Last week we had headlines warning families against the purchasing of human milk from anonymous sources via the Internet. "Moms beware..." "Dangerous bacteria..." "Breast milk sold online may have harmful bacteria..." blared the headlines. (See my blog post "Something smells off and it's not the milk."
This week we have a helpful not-for-profit organization with the "vital health news" that donor breast milk is "contaminated." The CDC says so! (Not.) Oh no! But wait, there's more. Bovine colostrum to the rescue! You don't have to buy that dangerous, icky, filthy human milk. You can purchase quality cow colostrum for your baby!
Product sales website warning of "New CDC Research showing "contaminated" donor breast milk. |
These same bodies govern how infant formula is manufactured.

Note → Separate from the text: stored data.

PR #24, opened 2023-09-18
[PN-64] Add ROSBag_Recorder Utility

abaker-bdai:
Adds a wrapper around `ros2bag::record` to simplify recording rosbags when creating python nodes

This will be followed up by a PR to `bdai` that will update/add examples on how to use the utility with the walk forward example

In order to test, refer to the [`example_walk_forward_with_recording.py`](https://github.com/bdaiinstitute/bdai/blob/ffaa88b5f2c5edb611f441a002b7f794da7f779d/ws/src/spot_utilities/examples/example_walk_forward_with_recording.py) from [this PR to bdai](https://github.com/bdaiinstitute/bdai/pull/921)

### DIFF
--- a/bdai_ros2_wrappers/bdai_ros2_wrappers/rosbag_recorder.py
+++ b/bdai_ros2_wrappers/bdai_ros2_wrappers/rosbag_recorder.py
@@ -1,16 +1,19 @@
 # Copyright (c) 2023 Boston Dynamics AI Institute Inc.  All rights reserved.
 import threading
+from pathlib import Path
 
 import rclpy
+from rclpy.impl import rcutils_logger
 from rosbag2_py import Recorder, RecordOptions, StorageOptions
 
 
 class ROSBagRecorder(object):
     def __init__(
         self,
-        bag_file_path: str,
+        bag_file_path: Path,
         storage_id: str = "sqlite3",
     ) -> None:
+        self._logger = rcutils_logger.RcutilsLogger(name="rosbag_recorder")
         self._rosbag_recorder = Recorder()
 
         self._record_options = RecordOptions()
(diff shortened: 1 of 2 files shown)


bdai_ros2_wrappers/test/test_rosbag_recorder.py
```diff
@@ -0,0 +1,63 @@
...
+import os
+import unittest
+
+import rclpy
+from rclpy.node import Node
+from std_msgs.msg import String
+
+from bdai_ros2_wrappers.rosbag_recorder import ROSBagRecorder
+
+BAG_FILE_DIR = os.path.join(os.getenv("BDAI", "/workspaces/bdai"), "recording")
```
amessing-bdai, line 11: This is an open-source repo for those outside of bdai, so can you set up the test assuming it is not being run inside the docker

abaker-bdai: Done!

bdai_ros2_wrappers/bdai_ros2_wrappers/rosbag_recorder.py
```diff
@@ -0,0 +1,46 @@
...
+
+    def stop(self) -> None:
+        self._logger.debug("Stopping Rosbag recorder")
+        self._rosbag_recorder.cancel()
+        self._thread.join()
+
+    def _record(self) -> None:
+        if self._bag_path.exists():
+            self._logger.error("Cannot overwrite rosbag that already exists.")
+            return
```
tperkins-bdai, line 44: Looks good! My only question is, if the bag already exists, how does this fail? This looks like it just exits the thread, but it would be ideal if it caused `__init__` or `start` to raise an exception.

abaker-bdai:
Closing in favor of [this PR to `bdai`](https://github.com/bdaiinstitute/bdai/pull/921) where `ROSBagRecorder` will now be implemented as a singleton in `record.py`

PR #25, opened 2023-09-22
Push ROS 2 to the background

mhidalgo-bdai:
Owing to the nature of most indirect and direct use of these wrappers in BDAII's codebase, this PR re-introduces the concept of a process-wide node, served in the background.

### DIFF
--- a/bdai_ros2_wrappers/bdai_ros2_wrappers/process.py
+++ b/bdai_ros2_wrappers/bdai_ros2_wrappers/process.py
@@ -1,0 +1,217 @@
+# Copyright (c) 2023 Boston Dynamics AI Institute Inc.  All rights reserved.
+import functools
+import inspect
+import pathlib
+import sys
+import threading
+import typing
+
+import rclpy
+import rclpy.executors
+import rclpy.node
+
+from bdai_ros2_wrappers.executors import AutoScalingMultiThreadedExecutor
+from bdai_ros2_wrappers.node import Node
+
+
+class ROSAwareScope(typing.ContextManager["ROSAwareScope"]):
+    """
+    A context manager to enable ROS code in a given scope by providing
+    an `rclpy` node and an autoscaling multi-threaded executor spinning
+    in a background thread.
+    """
+
+    def __init__(
+        self,
+        name: str,
+        context: typing.Optional[rclpy.context.Context] = None,
+        node_args: typing.Optional[typing.Dict[str, typing.Any]] = None,
+        executor_args: typing.Optional[typing.Dict[str, typing.Any]] = None,
+    ):
+        """
+        Initializes the ROS aware scope.
+
+        Args:
+            name: name for this scope, and for the underlying node.
+            context: optional context for the underlying node.
+            node_args: optional keyword arguments for the underlying node.
+            executor_args: optional keyword arguments for the underlying executor.
+        """
+        self._name = name
+        self._context = context
+        self._node: typing.Optional[rclpy.node.Node] = None
+        self._node_args: typing.Dict[str, typing.Any] = node_args or {}
+        self._executor: typing.Optional[rclpy.executors.Executor] = None
+        self._executor_args: typing.Dict[str, typing.Any] = executor_args or {}
+        self._background_thread: typing.Optional[threading.Thread] = None
+        self._active = False
+
+    def __enter__(self) -> "ROSAwareScope":
+        """
+        Activates scope.
+
+        An active scope cannot be re-entered.
+        """
+        if self._active:
+            raise RuntimeError("cannot enter active scope")
+        self._node = Node(self._name, context=self._context, **self._node_args)
+        try:
+            self._executor = AutoScalingMultiThreadedExecutor(
+                context=self._context, logger=self._node.get_logger(), **self._executor_args
+            )
+            self._background_thread = threading.Thread(target=self._executor.spin)
+            try:
+                self._executor.add_node(self._node)
+                self._background_thread.start()
+            except:
+                self._executor.shutdown()
+                self._executor = None
+                self._background_thread = None
+                raise
+            self._active = True
+            return self
+        except:
+            self._node.destroy_node()
+            self._node = None
+            raise
+
+    def __exit__(self, *exc: typing.Any) -> None:
+        """
+        Deactivates scope.
+
+        An inactive scope cannot be deactivated.
+        """
+        if not self._active:
+            raise RuntimeError("cannot exit inactive scope")
+        assert self._executor is not None
+        assert self._background_thread is not None
+        assert self._node is not None
+        self._executor.shutdown()
+        self._executor = None
+        self._background_thread.join()
+        self._background_thread = None
+        self._node.destroy_node()
+        self._node = None
+        self._active = False
+
+    @property
+    def node(self) -> rclpy.node.Node:
+        """Scope node, if active."""
+        if not self._active:
+            raise RuntimeError("scope is not active")
+        assert self._node is not None
+        return self._node
+
+    @property
+    def executor(self) -> rclpy.executors.Executor:
+        """Scope executor, if active."""
+        if not self._active:
+            raise RuntimeError("scope is not active")
+        assert self._executor is not None
+        return self._executor
+
+
+MainCallableWithArgs = typing.Callable[[typing.Optional[typing.Sequence[str]]], typing.Optional[int]]
+MainCallableWithNoArgs = typing.Callable[[], typing.Optional[int]]
+MainCallable = typing.Union[MainCallableWithNoArgs, MainCallableWithArgs]
+
+
+class ROSAwareProcess:
+    """
+    A ``main``-like function wrapper that binds a ROS aware scope to each function invocation.
+
+    Only one process can be invoked at a time, becoming the ``current`` process.
+    This enables global access to the process and, in consequence, to its scope.
+
+    This wrapper will rarely be used explicitly but through the `wrap` decorator.
+    """
+
+    lock = threading.Lock()
+
+    current: typing.Optional["ROSAwareProcess"] = None
+
+    def __init__(self, func: MainCallable, name: typing.Optional[str] = None, **kwargs: typing.Any):
+        """
+        Initializes the ROS aware process.
+
+        Args:
+            func: a ``main``-like function to wrap.
+            name: an optional name for this process and the underlying node.
+            If not provided, the basename without extension of the calling executable will be used.
+
+        Additional keyword arguments will be forwarded to the process' `ROSAwareScope` instance.
+        """
+        self._func = func
+        if name is None:
+            name = pathlib.Path(sys.argv[0]).stem
+        self._name = name
+        self._kwargs = kwargs
+        self._scope: typing.Optional[ROSAwareScope] = None
+        functools.update_wrapper(self, self._func)
+
+    def __getattr__(self, name: str) -> typing.Any:
+        """Gets attribute from scope, if any."""
+        if self._scope is None:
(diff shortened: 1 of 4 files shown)


mhidalgo-bdai:
@jbarry-bdai @amessing-bdai for the moment, this only demonstrates how `TFListenerWrapper` would change. Once you're OK with the API, I'll migrate the rest to rely on this new logic.

bdai_ros2_wrappers/bdai_ros2_wrappers/tf_listener_wrapper.py
```diff
@@ -4,25 +4,24 @@
...
-        self,
-        node_name: str,
-        wait_for_transform: Optional[Tuple[str, str]] = None,
-        cache_time_s: Optional[int] = None,
-        context: Optional[Context] = None,
+        self, node: Node, wait_for_transform: Optional[Tuple[str, str]] = None, cache_time_s: Optional[int] = None
     ) -> None:
-        # private because we want to make sure no one but us spins this node!
-        self._node = NodeWrapper(node_name=node_name, context=context, spin_thread=True)
+        node = node or process.node()
```
bhung-bdai, line 20: Evaluation to a Boolean?

bdai_ros2_wrappers/bdai_ros2_wrappers/process.py
```diff
@@ -0,0 +1,217 @@
...
+                with ROSAwareScope(self._name, **self._kwargs) as scope:
+                    self._scope = scope
+                    ROSAwareProcess.current = self
+                    try:
+                        sig = inspect.signature(self._func)
+                        if not sig.parameters:
+                            func_no_args = typing.cast(MainCallableWithNoArgs, self._func)
+                            return func_no_args()
+                        func_with = typing.cast(MainCallableWithArgs, self._func)
+                        return func_with(rclpy.utilities.remove_ros_args(args))
```
bhung-bdai, line 185: If this function throws an exception or error, is there a way to easily recover the thread or will it just exit? Asking because I see a case where something can die ungracefully in this thread with something else outside the scope depending on it (if I am reading this correctly).

bhung-bdai (commented):
Some general questions. I am admittedly confused on what exactly the score of the ROSAware thread is supposed to cover and when the appropriate time to use it is.

bdai_ros2_wrappers/bdai_ros2_wrappers/tf_listener_wrapper.py
```diff
@@ -4,25 +4,24 @@
...
 
 
 class TFListenerWrapper(object):
     def __init__(
-        self,
-        node_name: str,
-        wait_for_transform: Optional[Tuple[str, str]] = None,
-        cache_time_s: Optional[int] = None,
-        context: Optional[Context] = None,
+        self, node: Node, wait_for_transform: Optional[Tuple[str, str]] = None, cache_time_s: Optional[int] = None
```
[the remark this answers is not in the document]
mhidalgo-bdai: > is the node argument here primarily for the test cases or is there a use case where that would be appropriate? it seems like a slight departure from the original code there

For test cases and for multi-node use cases. It does depart from the original code because it is no longer a node of its own.

> should that be typed/default as Optional[Node] = None to make it more clear?

Yes! Fixed in https://github.com/bdaiinstitute/ros_utilities/pull/25/commits/82f8445e40905303f70ec7cb908994d833fbb0ea.

bdai_ros2_wrappers/bdai_ros2_wrappers/tf_listener_wrapper.py
mhidalgo-bdai: This one's a handy gimmick. Values are coerced to boolean by the operator, but the expression yields the original value. So `None or 'test'` yields `'test'`.

bdai_ros2_wrappers/bdai_ros2_wrappers/process.py
mhidalgo-bdai: First of all, bear in mind that this is designed to decorate top level functions e.g. `main`. If an exception manages to propagate all the way up there, there's nothing beyond but the interpreter. 

It could happen that the thread that "owns" the node dies while another thread that "borrows" it remains alive, but I think all of those can be labelled as API misuse.

bdai_ros2_wrappers/bdai_ros2_wrappers/action_client.py
```diff
@@ -1,58 +1,33 @@
...
-            )
-        else:
-            raise TypeError("`node` should be either a `NodeWrapper` or `str`")
-        super().__init__(self._node_wrapper, action_type, action_name)
-        self._node_wrapper.get_logger().info(
-            f"Waiting for action server for {self._node.get_namespace()}/{action_name}"
-        )
+        node = node or process.node()
+        if node is None:
+            raise ValueError("no ROS 2 node available")
```
jbarry-bdai, line 25: Should this perhaps tell the user a little more - like "To use the default process node make sure you are using X executor" or something?

bdai_ros2_wrappers/bdai_ros2_wrappers/action_handle.py
```diff
@@ -128,29 +140,21 @@ def get_feedback_callback(self, feedback: Action.Feedback) -> None:
...
-            if self._on_cancel_success_callback is not None:
-                self._on_cancel_success_callback()
-            return
+        self._exception = future.exception()
+        if self._exception is None:
+            self._result = future.result()
+            if self._result.status == GoalStatus.STATUS_SUCCEEDED:
+                self._logger.info("Finished successfully")
+                if self._result_callback is not None:
+                    self._result_callback(self._result.result)
```
jbarry-bdai, line 149: This confuses me and did in the earlier instantiation of this as well.  If it's called `result_callback` shouldn't it be run on the return of a result whether or not it's successful?  Should the name actually be `success_callback`?  @amessing-bdai

bdai_ros2_wrappers/bdai_ros2_wrappers/service_client.py
```diff
@@ -1,63 +0,0 @@
-# Copyright (c) 2023 Boston Dynamics AI Institute Inc.  All rights reserved.
```
jbarry-bdai, line 1: Was this removed because now just doing `service.call` with a native client won't deadlock?

mhidalgo-bdai:
> Are there any cases where you would see us not wanting to use this a default behavior in other areas of the code? e.g. is there a case where an explicitly managed node with a single threaded executor would make sense or should the auto-scaling executor behavior be essentially identical and equally usable in all cases?

@ksharma-bdai Good question. I think it goes back to the sane defaults discussion. One could start out with these "process-wide" nodes, and defer complex setups until necessary. Like for any form of software, large or complicated units of functionality are better split into smaller, single-purpose, and hopefully reusable ones. Having closely related nodes in a single process enables performance optimizations (even if they are not available just yet). If determinism and/or scalability is a requirement, single-threaded executors are better suited than multi-threaded ones (even if stock ones are not useful for it just yet).

I know there is a lot of future-proofing (and wishful thinking?) going around. It still holds conceptually.

bdai_ros2_wrappers/bdai_ros2_wrappers/service_client.py
mhidalgo-bdai: Correct.

bdai_ros2_wrappers/bdai_ros2_wrappers/action_handle.py
amessing-bdai: Probably should to be more clear. While we are discussing the specifics, it might also make sense to have different callbacks for rejected and aborted. Information can be passed back in `future.result().result` when an action is aborted. This information could be useful to a user.

mhidalgo-bdai:
Alright, there we go. Fixed all races in https://github.com/bdaiinstitute/ros_utilities/pull/25/commits/50697e47ba8e5eed624e56c0a3873a5a0f85ebd0.

bdai_ros2_wrappers/bdai_ros2_wrappers/action_handle.py
mhidalgo-bdai: FTR I tried to keep APIs unchanged as much as possible to avoid major surgery downstream. In some cases I had to make changes as the implementation was inherently race-y. If we are up for an overhaul, I have some ideas :upside_down_face:

bdai_ros2_wrappers/bdai_ros2_wrappers/action_client.py
mhidalgo-bdai: Note however that this idea of a default process node is orthogonal to that of the executor. We could be using a single-threaded executor in the background (with all the limitations you already know about).

bdai_ros2_wrappers/bdai_ros2_wrappers/action_handle.py
amessing-bdai: AFAIK, SpotBasic is the only thing that uses this, so I am good with an overhaul. Really, we just want an easy way to deal with the lifecycle of an Action from the client side, an easy way to set specific callbacks, and overall to reduce duplication of boilerplate code from working with actions.

mhidalgo-bdai: Right, but that new API is likely to percolate up to `SpotBasic`, changing SpotBasic API itself. That's why I held it back.

mhidalgo-bdai:
Added https://github.com/bdaiinstitute/ros_utilities/pull/25/commits/8c1ee74f6bbddb403cb7d224eac840d8cbf2083c to ease migration downstream.

bdai_ros2_wrappers/bdai_ros2_wrappers/action_client.py
amessing-bdai: That's fair. I agree with Jenny that we should have a suggestion for how to fix the error. Something like "please provide a node or use the process-wide node via _".

bdai_ros2_wrappers/bdai_ros2_wrappers/action_handle.py
amessing-bdai: Do you mean the internals or the actual API? If it is just the internals and there is no regression, then I am still good with proceeding. If you are changing the actual API then we will need to discuss it. My current understanding is the constructor would change, but the actual function declarations would remain the same (based on https://github.com/bdaiinstitute/bdai/pull/927)?

mhidalgo-bdai: > My current understanding is the constructor would change, but the actual function declarations would remain the same (based on https://github.com/bdaiinstitute/bdai/pull/927)?

That is, if we keep APIs they way they are now. By API overhaul I mean, for example, changing how we deal with ongoing actions to be less callback-y and embrace asynchronous/synchronous programming. I left some ideas on the internal ticket behind this PR. We can continue the discussion there. No need to go forth with big changes here and now.

bdai_ros2_wrappers/bdai_ros2_wrappers/action_client.py
mhidalgo-bdai: See https://github.com/bdaiinstitute/ros_utilities/pull/25/commits/30ad62da27fefa15637b9dc2063a5aa4b5c2f3f6.

mhidalgo-bdai:
Alright, this is big enough already. I'd rather review and merge this one, then review and merge the rest. @amessing-bdai @jbarry-bdai @ksharma-bdai PTAL.

amessing-bdai (approved):
LG and I think all questions have been answered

In 81 countries around the world of there are outright laws preventing the marketing of products like this. In North America our health authorities have declined to ban the marketing of these products, but they have asserted their regulatory authority over the kinds of ingredients that can be included in breast milk substitutes, and they monitor the manufacturing of infant formula to try to keep dangerous pathogens from harming newborn infants.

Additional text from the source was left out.